4 Future Research Directions
In the previous section, we demonstrated the possibility of achieving progress in robust query processing by re-examining the fundamentals of the exercise. We now move on to outlining, in the final stage of this article, a sample set of future research directions. These open problems require leveraging of ideas across diverse branches of computer science, and their solutions will represent significant steps towards the ultimate quest for robust query processing.
Handling Database Scaleup: While PlanBouquet is inherently robust to changes in data distribution,
since these changes only shift the location of qa in the ESS, the same is not true with regard to database scale-up. That is, if the database size increases significantly, then the original ESS no longer covers the entire error space. An obvious solution to handle this problem is to recompute the bouquet from scratch, but most of the processing may turn out to be redundant. Therefore, the development of incremental and efficient techniques for bouquet maintenance is essential for catering to dynamic databases.
Query Graph-sensitive Robustness: The robustness techniques that have been developed in the
literature thus far are largely agnostic to the specifics of the join graph of the query under consideration. That is, whether the graph is a chain, cycle, star, clique, etc. with regard to its structure. It appears quite logical to expect that this information could be gainfully used to improve the robustness of the resulting execution – for instance, it should be simpler to assure good performance for chain queries, where the optimization choices are limited, as opposed to star queries.
Geometries of Plan Cost Functions: Most of the prior work has only assumed that plan cost functions are monotonic with regard to selectivities. However, in practice, the functions often exhibit greater regularity in their behavior – for example, the Bounded Cost Growth property, recently leveraged in,  to ensure bounded suboptimalities of the Parametric Query Optimization choices. In BCG, the relative increase of plan costs is modeled as a low-order polynomial function of the relative increase in plan selectivities. A stronger constraint that has also been found to be generally true in practice is to assume concavity in cost functions, wherein they exhibit monotonically non-increasing slopes. Such constraints can be utilized to improve the robustness of the query processing solutions.
Dimensionality Reduction of the ESS: An important question is what predicates constitute the ESSin the PlanBouquet framework. A simple conservative option would be to assign all predicates (filter, join, projection) to be uncertain, but this would needlessly increase the MSO guarantee. Therefore, an interesting exercise would be to use a combination of domain knowledge, query logs, cost behavior and machine learning techniques to reduce the number of dimensions to the bare minimum required in the ESS.
Portable MSO Guarantees: The PlanBouquet formulation, while breaking new ground, suffers from a systemic drawback – the specific value of p, and therefore the bound, is a function of not only the query, but also the optimizer’s behavioral profile over the underlying database platform (including data contents, physical schema, hardware configuration, etc. ).
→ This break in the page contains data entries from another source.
PR #745, opened 2022-04-05
Download by files by name

kroenlein:
# Citrine Python PR

## Description 
This PR adds functionality to the files route so users can retrieve files based upon a FileLink object, a filename or the file UUID.

This unifies logic and removes sensitivity to elements that the backend ignores when resolving URLS (project & dataset in the FileLink URL).  A longer term correction would likely be to store either only `fileID/versionID`, `http://datasvc.instance.citrine-platform.net:8002/api/v1/files/{fileID}/versions/{versionID}` (the `versioned_url` returned by the platform) or a citrine-specific constructed URI for file identification.  All 3 should be supported by the current logic.  Deferring that work for the necessary cross-team coordination.

This uncovered a bug where the `id` field of the returned file object is actually the versionID, not the fileID as documented in the API.  A bug has been filed to address that issue.  PLA-9482.

### PR Type:


kroenlein:
Passing integration tests:
https://jenkins.corp.citrine.io/job/nextgen-ITs/26070/

src/citrine/resources/file_link.py
```diff
@@ -149,6 +149,31 @@ def __init__(self, project_id: UUID, dataset_id: UUID, session: Session):
...
+            new_path.append(quote(action))
+
+        return base._replace(path='/'.join(new_path)).geturl()
+
+    def _get_path_from_file_link(self, file_link: FileLink,
+                                 *,
+                                 action: str = None) -> str:
+        """Build the path for taking an action with a particular file link."""
+        # Use this sessions project/dataset credentials and the URL's file / version
+        parsed = urlparse(file_link.url)
```
dleblanc, line 171: Shouldn't the file link object itself just store the file and version IDs are properties? Actually seems like this whole thing should live in FileLink, no?

src/citrine/resources/file_link.py
```diff
@@ -547,10 +575,77 @@ def delete(self, file_link: FileLink):
...
-        assert split_url[-2] == 'versions' and split_url[-4] == 'files', \
-            "File URL is expected to end with '/files/{{file_id}}/version/{{version id}}', " \
-            "but FileLink instead has url {}".format(file_link.url)
         file_id = split_url[-3]
         data = self.session.delete_resource(self._get_path(file_id))
         return Response(body=data)
+
+    def _resolve_file_link(self, identifier: Union[str, UUID]) -> FileLink:
+        """Generate the FileLink object referenced by the passed argument."""
+        if isinstance(identifier, FileLink):
```
dleblanc, line 589: Isn't a FileLink outside the expected types of {str, UUID}? Is this just a "if they passed us a file link" exception case?

src/citrine/resources/file_link.py
```diff
@@ -547,10 +575,77 @@ def delete(self, file_link: FileLink):
...
+            filename = urlparse(identifier).path.split('/')[-1]
+            file_dict = {
+                'url': identifier,
+                'filename': filename,
+                'type': GEMDFileLink.typ
+            }
+            return FileLink.build(file_dict)
+        elif isinstance(identifier, str) and self._validate_filelink_url(identifier):
+            # It's an on-platform URL
+            hit = next((f for f in self.list() if identifier == f.url), None)
```
dleblanc, line 614: Why do you have to iterate with .list here? This looks inefficient.

dleblanc (commented):
I have some inline questions about the approach you're using.

src/citrine/resources/file_link.py
kroenlein: We should arguably be storing the versioned_url returned by the `files` routes, but the S3 resolution route on the backend literally expects a relative URL of the structure `/....../dataset/{uuid}/file/{uuid}/project/{uuid}`.  I'd like to move this full protocol over to where FileLinks are only storing those two pieces of information for platform files.  That will need to be a multi-PR multi-library strategy because we don't want to break anything that exists today.  This PR makes citrine-python flexible in what it consumes while still emitting what other tool expect.

[This parse](https://github.com/CitrineInformatics/platform-backend/blob/1cd99ce0cee1acc652d31027f400268f67305811/code/rest/clients/src/main/scala/io/citrine/rest/clients/data/api/impl/akka/FileServiceApiImpl.scala#L84-L88) feeds [this construction](https://github.com/CitrineInformatics/platform-backend/blob/1cd99ce0cee1acc652d31027f400268f67305811/code/rest/clients/src/main/scala/io/citrine/rest/clients/data/api/impl/akka/FileServiceApiImpl.scala#L70).  Note that nothing is done with datasetID even though the parse requires it.  If we got rid of that, we could just store that URL.

src/citrine/resources/file_link.py
kroenlein: No, I just failed to implement a consistent typing here because elsewhere I decided I wanted to avoid testing type in every method that leverages this one.

src/citrine/resources/file_link.py
kroenlein: There's no direct get-by-url, but doing the parse here makes sense.  I think I was trying to reduce the amount of URL twiddling that was everywhere in this module.  Will update.

kroenlein:
ITs:
https://jenkins.corp.citrine.io/job/nextgen-ITs/26144
https://jenkins.corp.citrine.io/job/nextgen-ITs/26145

src/citrine/resources/file_link.py
kroenlein: Added `FileLink` to the argument set.

src/citrine/resources/file_link.py
kroenlein: Reworked to use get, though annoyingly get was broken.  The files routes have different call structure than other calls in the API.

In particular see [files.get](https://docs.corp.citrine.io/shire/pippin/api/index.html#tag/Files/paths/~1projects~1{projectId}~1datasets~1{datasetId}~1files~1{fileId}/get) and [files.versions.get](https://docs.corp.citrine.io/shire/pippin/api/index.html#tag/Files/paths/~1projects~1{projectId}~1datasets~1{datasetId}~1files~1{fileId}~1versions~1{versionId}/get)

xperrylinn:
@kroenlein,

I tested the functionality using the line: 

` dataset.files.download(file_link=dataset.files.get("Recipe_filtered_out_non_agg.csv"), local_path="~/Downloads/")`

expecting the file to be downloaded to my Downloads folder, but it created new folders named `~` and `Downloads` placing the downloaded file into `citrine-python/~/Downloads/Recipe_filtered_out_non_agg.csv`. 

After looking at the documentation it's unclear if local path is relative or absolute, but it seems to be relative.

kroenlein:
@xperrylinn Finally got around to revisiting this, and the rework should resolve the issue you were having with expanding `~` ([docs](https://docs.python.org/3.10/library/os.path.html#os.path.expanduser)).  Can you test again?

tests/resources/test_file_link.py
```diff
@@ -92,25 +93,22 @@ def test_delete(collection, session):
...
+    # A remote URL is invalid
+    ext_invalid_url = f'http://www.citrine.io/develop/files/{file_id}/versions/{version_id}'
+    ext_invalid_file_link = collection.build(FileLinkDataFactory(url=ext_invalid_url))
+    with pytest.raises(ValueError):
+        collection.delete(ext_invalid_file_link)
 
-    mock_isfile.return_value = True
-    mock_stat.return_value = StatStub(st_size=22300)
-    mock_open.return_value.__enter__.return_value = 'Random file contents'
-    mock_boto3_client.return_value = FakeS3Client({'VersionId': '3'})
```
kroenlein, line 112: All of this was actually testing implementation details that got broken in the swap over to pathlib.

src/citrine/_utils/functions.py
```diff
@@ -117,15 +118,20 @@ def rewrite_s3_links_locally(url: str, s3_endpoint_url: str = None) -> str:
...
-        os.makedirs(directory)
-    with open(local_path, 'wb') as output_file:
-        output_file.write(content)
+    if isinstance(local_path, str):
+        if len(os.path.split(local_path)[-1]) == 0:
+            raise ValueError(f"A filename must be provided in the path ({local_path})")
+        local_path = Path(local_path)
+
+    # Resolve ~, .., and the like
+    local_path = local_path.expanduser().resolve()
```
dleblanc, line 129: That's handy!

dleblanc (approved):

As a result, there are adverse consequences: (i) The bound value becomes highly variable, depending on the specifics of the current operating environment (ii) It becomes infeasible to compute the value without substantial investments in preprocessing overheads; and (iii) Ensuring a bound that is small enough to be of practical value, is contingent on the heuristic of “anorexic reduction”  holding true.
In a recent work  , we have made initial progress on addressing the above limitations. Specifically, we have presented an algorithm called SpillBound, which achieves portable MSO guarantees. That is, its MSO bound is only a function of D, the dimensionality of the ESS. However, the function is quadratic in D, which means that MSO values rapidly increase with increasing dimensionality. Therefore, an interesting future problem is to investigate whether it would be feasible to provide portable MSO bounds that are linear in D.
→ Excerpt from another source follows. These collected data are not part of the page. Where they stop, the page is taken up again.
PR #751, opened 2022-04-26
Using _cached_isinstance in property ser/deser

kroenlein:
# Citrine Python PR
https://citrine.atlassian.net/browse/PLA-9477

## Description 
This PR should substantially speed up end-to-end tests by using a type-caching version of is_instance.

### PR Type:


crleblanc (approved):
Ah, return of the LRU cache!  It'll be interesting to compare the callgraphs before and after using this.

It does seem odd to import a function with a leading underscore, but given that we own both citrine-python and gemd-python I'm happy to approve.

kroenlein:
> It does seem odd to import a function with a leading underscore, but given that we own both citrine-python and gemd-python I'm happy to approve.

Agree, so if this does what we want, we may want to change that to a public function in gemd-python.  But I think the short-term win is worth the faux pas.

Integration tests:
https://jenkins.corp.citrine.io/job/nextgen-ITs/26683
https://jenkins.corp.citrine.io/job/nextgen-ITs/26684

crleblanc (approved):
LGTM!

PR #753, opened 2022-05-02
[PLA-9255] Switching to v3 predictor endpoints.

anoto-moniz:
Predictor capabilities have been made available on their own endpoint: /api/v3/predictors. This PR adjusts the SDK to point at that new set of endpoints.

The biggest change is the shape of the data coming back from the endpoints. It still fits into the existing objects, but requires some changes to handling.

Additionally, some of the endpoint behavior has changed, which the SDK must account for in order to preserve backwards compatibility. Some fields have been removed in the new API, so corresponding fields (or methods) are now deprecated in the SDK. For example, the update endpoint no longer archives or trains. Instead, the SDK makes a separate call for archiving when appropriate, and always makes another call for training. We also deprecate the previous ability to set an `archived` property on update to trigger archiving, in favor of dedicated archive/restore methods.

Note that the v1 and v2 endpoints remain available unchanged, so users on older versions of the SDK won't experience any problems. Those will eventually go away, but not without thorough communication with the customer teams and lead time to upgrade, as well as tracking their usage on the server. 

### PR Type:


anoto-moniz:
There are some more small changes to the Predictor V3 API coming which will impact the SDK. As such, I'm going to close this PR until they're in and I've updated the SDK accordingly.

https://citrine.atlassian.net/browse/PLA-9628

PR #760, opened 2022-06-02
Branch docs update

jspeerless:
# Citrine Python PR

## Description 
Updating the documentation around branches and their relationship to design workflows, specifically with respect to archiving. Some confusion has arisen around this relationship which has resulted in bugs reported (https://citrine.atlassian.net/browse/PLA-9677).

### PR Type:


docs/source/workflows/design_workflows.rst
```diff
@@ -182,6 +187,10 @@ A branch has a name, along with any number of design workflows. A DesignWorkflow
 
 When you're done with a branch, it can be archived, removing it from the results of ``list`` and setting the ``archived`` flag.
 ``list_archived`` lists all archived branches in a project. An archived branch can be restored via its unique ID.
+Note that archiving branches are independent of archiving the design workflows contained within it.
+Archiving a branch, by removing it from listing methods, will hide the entire branch from default displays in the web UI.
```
anoto-moniz, line 191: This is a bit of a confusing sentence as written. I think dropping `by removing it from listing methods` will help a lot. And we mention above that archiving a branch will hide it from listing, so that information isn't lost.

docs/source/workflows/design_workflows.rst
```diff
@@ -182,6 +187,10 @@ A branch has a name, along with any number of design workflows. A DesignWorkflow
...
+Similarly, archiving a design workflow will result in its executions and relevant assets no longer being displayed within the branch.
+Yet archiving a branch will NOT change the archived status of the contained design workflows in the context of design workflow listing methods.
```
anoto-moniz, line 193: You can italicize using asterisks, which I think we should prefer over all caps for emphasis.

docs/source/workflows/design_workflows.rst
```diff
@@ -182,6 +187,10 @@ A branch has a name, along with any number of design workflows. A DesignWorkflow
 
 When you're done with a branch, it can be archived, removing it from the results of ``list`` and setting the ``archived`` flag.
 ``list_archived`` lists all archived branches in a project. An archived branch can be restored via its unique ID.
+Note that archiving branches are independent of archiving the design workflows contained within it.
```
anoto-moniz, line 190: Replace "archiving branches are" with "archiving branches is".

docs/source/workflows/design_workflows.rst
wrerwin, line 191: It may be worth mentioning here that branches are the only place where design workflows are displayed in the UI. One point that is not fully addressed here is that while design workflows are not archived when a parent branch is archived, the design workflows are no longer visible in the UI. This was a major point of confusion for me initially, and I think it would be helpful to call this behavior out explicitly.

claudiaviquez: +1 on Will's comment, and wanted to add that the reverse behavior is also confusing for (probably) the same reason - if I archive all the workflows in a branch, the branch will still exist but won't be shown on the UI

jspeerless: Let me know if the most recent version makes the relationship more clear. I would like to avoid being too specific about the behavior of our UI, given that it can change independently of our SDK.

jspeerless: Change made, with the comments from other teammates taken into account below. LMK if things are a bit clearer this time around.

wrerwin (commented):
The way this is documented clearly describes the behavior to me now.

anoto-moniz (dismissed):

anoto-moniz (approved):

PR #764, opened 2022-06-10
Added the Team resource list_resources() method and a test

crleblanc:
# Citrine Python PR

## Description 
As per PLA-9753 this PR implements the listing of resources for a team via the `list_resoures` method on the Team class.

### PR Type:


src/citrine/resources/team.py
```diff
@@ -13,7 +13,9 @@
 WRITE = "WRITE"
 READ = "READ"
 SHARE = "SHARE"
-TEAM_ACTIONS = Union[WRITE, READ, SHARE]
+CREATE = "CREATE"
+PUBLISH = "PUBLISH"
+TEAM_ACTIONS = Union[WRITE, READ, SHARE, CREATE, PUBLISH]
```
crleblanc, line 18: @zoesyang Can you confirm that these team actions should be added?  I've seen them mentioned elsewhere so I'm guessing they're missing from this file but would like to double check.

src/citrine/resources/team.py
```diff
@@ -224,6 +226,30 @@ def un_share(self, *, resource: Resource, target_team_id: Union[str, UUID]) -> b
         )
         return True
 
+    def list_resources(self, resource_type: str, action: str) -> List[str]:
```
crleblanc, line 229: I plan to replace 'str' with a better type here for resource_type and action.

kroenlein (commented):
Non-blocking question.  Also, you've prepped an integration / nextgen-devkit e2e for this?

src/citrine/__version__.py
```diff
@@ -1 +1 @@
-__version__ = '1.33.1'
+__version__ = '1.34.1'
```
kroenlein, line 1: Interesting version bump...

crleblanc: I'm left guessing what you mean.  As per semver.org:

Given a version number MAJOR.MINOR.PATCH, increment the:

    MAJOR version when you make incompatible API changes,
    MINOR version when you add functionality in a backwards compatible manner, and
    PATCH version when you make backwards compatible bug fixes.

It's new functionality that is backwards compatible, hence a minor version bump.

src/citrine/resources/team.py
```diff
@@ -224,6 +232,30 @@ def un_share(self, *, resource: Resource, target_team_id: Union[str, UUID]) -> b
...
+        -------
+        List[str]
+            The ids of the resources in this team where the owner has the specified action
+
+        """
+        query_params = {"domain": self._path(), "action": action}
+        return self.session.get_resource(f"/{resource_type}/authorized-ids",
+                                         params=query_params,
+                                         version="v3")['ids']
+
```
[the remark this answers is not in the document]
crleblanc: I see there was discussion about this approach on slack, but I didn't see the responses in the thread (ps: damn you Slack).  The API is `/api/v3/.teamId/authorized-ids` - hence the 1:1 mapping with teams.  I'm fine to close this PR and implement it the way you suggest, if this is the agreed approach.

Machine Learning Techniques for Component Selection: We advocate that the database engine should have a multiplicity of components that separately but cooperatively cater to the various query processing environments. An obvious question that arises with such an architecture is how to determine the specific environment that is currently operational, and hence the associated component. We are of the view that machine learning techniques could be used to judiciously make this choice, similar to the exercise recently carried out in  in the context of analytical data flows.
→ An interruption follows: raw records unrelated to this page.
PR #806, opened 2023-02-08
remove processors

bfolie:
# Citrine Python PR

## Description 
Removes the entire concept of processors. They are no longer persistent assets and can not be specified as part of a design workflow. Instead, the backend selects a default.

Adds the optional argument `max_candidates` to DW execution triggering, in case users want to run a short DW execution (which they previously did by defining a processor with a limited number of max candidates).

### PR Type:


src/citrine/informatics/executions/design_execution.py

Graceful Performance Degradation: A major problem faced in real deployments is the presence of “performance cliffs”, where the performance suddenly degrades precipitously although there has only been a minor change in the operational environment. This is particularly true with regard to hardware resources, such as memory. So, an important future challenge is to design algorithms that provably degrade gracefully with regard to all their performance related parameters.
In closing, we would like to use this platform to reiterate that there are a host of conceptually challenging and eminently practical problems to be addressed in the database query processing domain – it is our earnest hope that this article would encourage at least a few readers, especially young students, to investigate further and take the field forward.